Buy-now-pay-later makes large purchases more accessible for younger consumers. Image credit: Afterpay

Although millennial and Gen Z consumers garner widespread brand attention as their spending power increases, BNPL also has wider appeal with others who may have unpredictable incomes.

“According to an Ascent survey in March 2021, 60 percent of 18-44-year-olds have used the buy-now-pay-later option,” said Coresight Research’s Ms. Driscoll. “However, the greatest growth in usage of BNPL was the over 55 age group – up 98 percent from July 2020 with 41 percent of that age demographic having used BNPL.”

BNPL comes to stores
While BNPL is most often associated with ecommerce, a growing number of brands and retailers are accepting – and encouraging – installment payments at physical stores.

McKinsey expects 25 to 30 percent of point-of-sale financing originations to be in-store during 2021.

Brands and retailers that accept BNPL in-store include Belstaff, Bloomingdale’s, Calvin Klein, Jo Malone London, Macy’s, Michael Kors and Sephora.

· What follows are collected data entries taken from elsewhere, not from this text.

PR #3690, opened 2020-04-27
Removed remaining globals from ghosts

fweik:
Description of changes:
- Removed dependence of the ghost comm on global state
- Made ghosts operate on `ParticlelList` instead of `Cell`, which is all they need to know.
- Removed some left-over management functions that are no longer needed because cells/ghost communications are proper types now.


jngrad (approved):
LGTM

“Launching Afterpay in stores is a light lift for retailers, and provides them with a safe, contactless payment solution to offer to their customers,” said Afterpay’s Mr. Khoja. “Since customers access the Afterpay Card via Apple or Google Pay, there is no additional integration time or cost required of the retailer.

“By partnering with Afterpay in-store, merchants are more easily able to meet this new consumer demand for a seamless omnichannel experience, while paying for their items in interest-free installments and leaving the store with their item right away,” he said. “This brings strong business benefits to retailers – namely helping them generate new customers and driving sales.”

BNPL’s flexibility has additional appeal as shoppers return to bricks-and-mortar stores as the pandemic continues evolving.

“Luxury brands are reaching the next generation of luxury shoppers with BNPL and will benefit with a headstart on developing a relationship with these consumers,” Ms. Driscoll said.